Played Polo for England in 1924 and 1927 against the United States.

It was decided for the first post-war international match with America for the Westchester Cup that the Hurlingham Club should be represented by a team from the Army in India. This decision was prompted not only by reason of the lack of players then in England, but doubtless also by the high standard already attained by many Indian Cavalry players.

Appointed Squadron Commander, 15th Lancers 1 December 1925.

Appointed second in command 15th Lancers 30 August 1931

Promoted Lieutenant-Colonel 19 January 1933.

Appointed to command 15th Lancers 4 April 1934.

Appointed MVO (4th class) in the Kings Birthdays honors.

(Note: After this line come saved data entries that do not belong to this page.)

PR #10241, opened 2026-04-11
chore(cli): drop SwiftNIO for file-system operations

pepicrft:
## What changed

This PR removes the in-repo `FileSystem/` package and makes Tuist depend on the `tuist/FileSystem` branch that carries the new backend work instead:

- `https://github.com/tuist/FileSystem.git`
- branch: `feat/vendor-swift-file-system-backend`

The root package and the embedded Swift packages now all point to that branch, and the affected lockfiles were updated to the resolved revision.

## Why

`FileSystem` should remain its own package. The Tuist-side change should only consume it, not vendor it again into `tuist/tuist`.

The motivation for the backend work is to move toward a filesystem implementation that handles file descriptors more gracefully under pressure, especially around descriptor lifecycle and exhaustion, while keeping the rollout runtime-switchable.

This keeps the new backend work centralized in `tuist/FileSystem` while still allowing Tuist to opt into it at runtime.

## Runtime behavior

Default behavior remains `SwiftNIO`.

To opt into the vendored `swift-file-system` backend at runtime:

```bash
TUIST_FILESYSTEM_BACKEND=swift-file-system
```

Accepted aliases also include `swift_file_system` and `swiftfilesystem`.

## Related work

- tuist/FileSystem#315

## Validation

Executed successfully:

- `swift package resolve --replace-scm-with-registry`
- `swift package resolve --package-path processor/native/xcactivitylog_nif --replace-scm-with-registry`
- `swift package resolve --package-path xcode_processor/native/xcresult_nif --replace-scm-with-registry`
- `TUIST_FILESYSTEM_BACKEND=swift-file-system tuist generate --no-open`

Additional validation on the `tuist/FileSystem` branch:

- `swift test --replace-scm-with-registry`
- `TUIST_FILESYSTEM_BACKEND=swift-file-system swift test --replace-scm-with-registry`

## Notes

`swift package resolve --package-path cli/Sources/XcodeGraph --replace-scm-with-registry` still fails in this environment because `swiftlang.swift-docc-plugin` requires a registry scope that is not configured locally. That failure is unrelated to the `FileSystem` branch switch.

### DIFF
--- a/cli/Sources/TuistEnvironment/Environment.swift
+++ b/cli/Sources/TuistEnvironment/Environment.swift
@@ -1,3 +1,4 @@
+import FileSystem
 import Foundation
 import Mockable
 import Path
@@ -218,7 +219,7 @@ public struct Environment: Environmenting {
     }
 
     public func currentWorkingDirectory() async throws -> AbsolutePath {
-        return try AbsolutePath(validating: FileManager.default.currentDirectoryPath)
+        return try await FileSystem().currentWorkingDirectory()
     }
 
     private func variable(_ variableName: String) -> String? {
--- a/cli/Sources/TuistEnvironment/Environment.swift
+++ b/cli/Sources/TuistEnvironment/Environment.swift
@@ -1,8 +1,5 @@
-import _NIOFileSystem
-import FileSystem
 import Foundation
 import Mockable
-import NIOCore
 import Path
 
 #if canImport(Glibc)
@@ -221,7 +218,7 @@ public struct Environment: Environmenting {
     }
 
     public func currentWorkingDirectory() async throws -> AbsolutePath {
-        return try await AbsolutePath(validating: _NIOFileSystem.FileSystem.shared.currentWorkingDirectory.string)
+        return try AbsolutePath(validating: FileManager.default.currentDirectoryPath)
     }
 
     private func variable(_ variableName: String) -> String? {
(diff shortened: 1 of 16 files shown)


xcode_processor/native/xcresult_nif/Package.swift
```diff
@@ -17,7 +17,11 @@ let package = Package(
     ],
     dependencies: [
         .package(id: "tuist.Path", from: "0.3.8"),
-        .package(id: "tuist.FileSystem", from: "0.15.0"),
+        .package(
+            name: "FileSystem",
+            url: "https://github.com/tuist/FileSystem.git",
+            branch: "feat/vendor-swift-file-system-backend"
```
pepicrft: I'll revert this once we merge [this](https://github.com/tuist/FileSystem/pull/315)

cli/Sources/TuistEnvironment/Environment.swift
```diff
@@ -221,7 +218,7 @@ public struct Environment: Environmenting {
     }
 
     public func currentWorkingDirectory() async throws -> AbsolutePath {
-        return try await AbsolutePath(validating: _NIOFileSystem.FileSystem.shared.currentWorkingDirectory.string)
+        return try AbsolutePath(validating: FileManager.default.currentDirectoryPath)
```
fortmarek: I wonder if this should be defined in our `FileSystem` lib?

fortmarek (approved):
Let's  not forget to revert all the `Package.swift` and `Package.resolved` changes once the new file system ships.

cli/Sources/TuistEnvironment/Environment.swift
pepicrft: It's already there, so this function can just be a passthrough. I'll update it.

In December 1934 he was officially handicapped at 7 points.

Awarded both the 1935 Jubilee and 1937 Coronation medals.

In March 1937 the 15th Lancers won both the Indian Cavalry Tournament and the Inter-Regimental.

Relinquished command 8 April 1937.

Retired 9 October 1937.

Re-employed during the Second World War, reverting to the rank of Major 1 July 1940.

Major (A/Lt-Col) reverted to the rank of Lt-Col 5 June 1941.

Appointed Acting Colonel 23 June 1941

Released from the Indian Regular Reserve of Officers and ceased to be employed 19 February 1945 and granted the honorary rank of Colonel.

Re-employed during World War II first with 1 Commando Brigade with the rank of Colonel and from 1944 onwards with the Home Guard Training Staff. After his release in 1945 he served with the British Red Cross and St. John War Organization in North-West Europe.

He was a polo umpire after the war.

In 1951 he lived at Newstead, Instow, North Devon.